11 Rules and 3 Award-winning Translations from Samah Selim
Eleven Rules
1. Think about register. Every essay, novel or story projects a particular and unique language register. A really important part of translating fiction is capturing and rendering that register in English. It’s easy to fall into the trap of overly stiff or archaic prose on the one hand and too-easy colloquialisms on the other. Be consistent.
2. Always read for pleasure and when you do, get into the habit of wondering from time to time how you would translate a particularly gripping sentence.
3. Go through as many drafts as necessary to get it right and go through the final draft one last time before sending off your manuscript.
4. Fidelity to the text means marshalling the courage to be creative. Don’t be afraid to take liberties here and there when sense and music require it.
5. Never translate a book you don’t like unless you have to.
6. Conspire with other translators. Join an on-line forum or translators’ association. Know your rights and your worth as a translator and donate your time once in a while to a good cause : PEN in translation, The Society of Authors’ Translators Association, Tlaxcala.
7. Work with different kinds of genres, texts and authors as much as possible. Don’t get stuck in a rut.
8. Use your instinct and your craft. Don’t worry about what the philosophers are saying.
9. Language is rooted in sociability. Visit a country where your target language is spoken at least once a year. Better yet, go live there.
10. Late at night, when you’ve got nothing better to do, think about why you translate.
11. If you have this luxury, translate old things, the stuff that falls through the cracks for all the wrong reasons and whose copyright has expired. Publish it online or smart-talk a publisher into taking it on. Also check out ‘copyleft’ as a democratic option.
And Three Award-winning translations
1) The Collar and the Bracelet, by Yahia al-Taher Abdallah. If Selim isn’t referring to this book in #11, well, she could be. Selim’s translation of the important and under-translated Abdallah won her the 2009 Banipal Prize for Arabic literary translation.
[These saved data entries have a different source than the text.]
PR #20, opened 2023-10-13
applet example

GabrielaReyna:


nanaian (approved):
LGTM- is this PR meant to be labeled as draft?
Let's make sure we update the examples' script tag URLs to the release candidate one once it's out tomorrow

PR #29, opened 2023-11-02
blog header doodle

GabrielaReyna:


nanaian (changes requested):
Can you place blog-header.png in `src/pages/blog` and use [Image](https://docs.astro.build/en/guides/images/#image--astroassets) from `astro:assets` instead of an img tag to optimise the image?

GabrielaReyna:
Image as Astro asset lowers the quality considerably.  It looks slightly blurry, which is not too bad but I can tell the difference.

nanaian (approved):

PR #38, opened 2023-11-18
fixup! typo

cattabiani:
This made the call print always the rectangle as black


nanaian (approved):
Good spot, thanks again 😁

PR #39, opened 2023-11-18
bound platform movement

cattabiani:
Atm the platform can move out of the canvas. Let's add some bounds! 

Also if someone wants to tell me why there is fmin and fmax (I thought they were for floats) but not min/max I would gladly add this to the docs too

EDIT: I also increased the speed of the platform. I cannot keep up with the ball!


nanaian (commented):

A final micro-story in the collection:
The Messenger
The messenger of death (the swindler, the able one) removed his silken garments, his ornamental necklaces, earring, and anklets, and disguised himself as a live fish swimming in sweet water.
The messenger of death (the swindler, the able one) removed his silken garments, his necklace and earrings.
The messenger of death and lover of ornament (the swindler, the able one) removed his robes of silk, his necklace, earrings, and anklet and disguised himself as a large live fish swimming in a sweet-water well. “Come,” the master of the house called out to him in the language of the fish. The messenger, reaper of souls (the swindler, the able one), removed his robes of silk.
2) Brooklyn Heights, by Miral al-Tahawy. I’m not sure this book has yet won an award (outside of the ArabLit “best translation of 2011). But it will. Al-Tahawy took the Naguib Mahfouz Medal for the book, and was also shortlisted for the 2011 International Prize for Arabic Fiction. And Selim’s translation fits it well.
3) Tree of Pearls, Jurji Zaydan. Or Selim could have been referring to Jurji Zaydan with #11, although Zaydan’s grandson has recently started up a project to translate the important Lebanese author’s works into English. Selim won the University of Arkansas Center for Middle Eastern Studies translation award for the book, which is forthcoming from Syracuse University Press this year.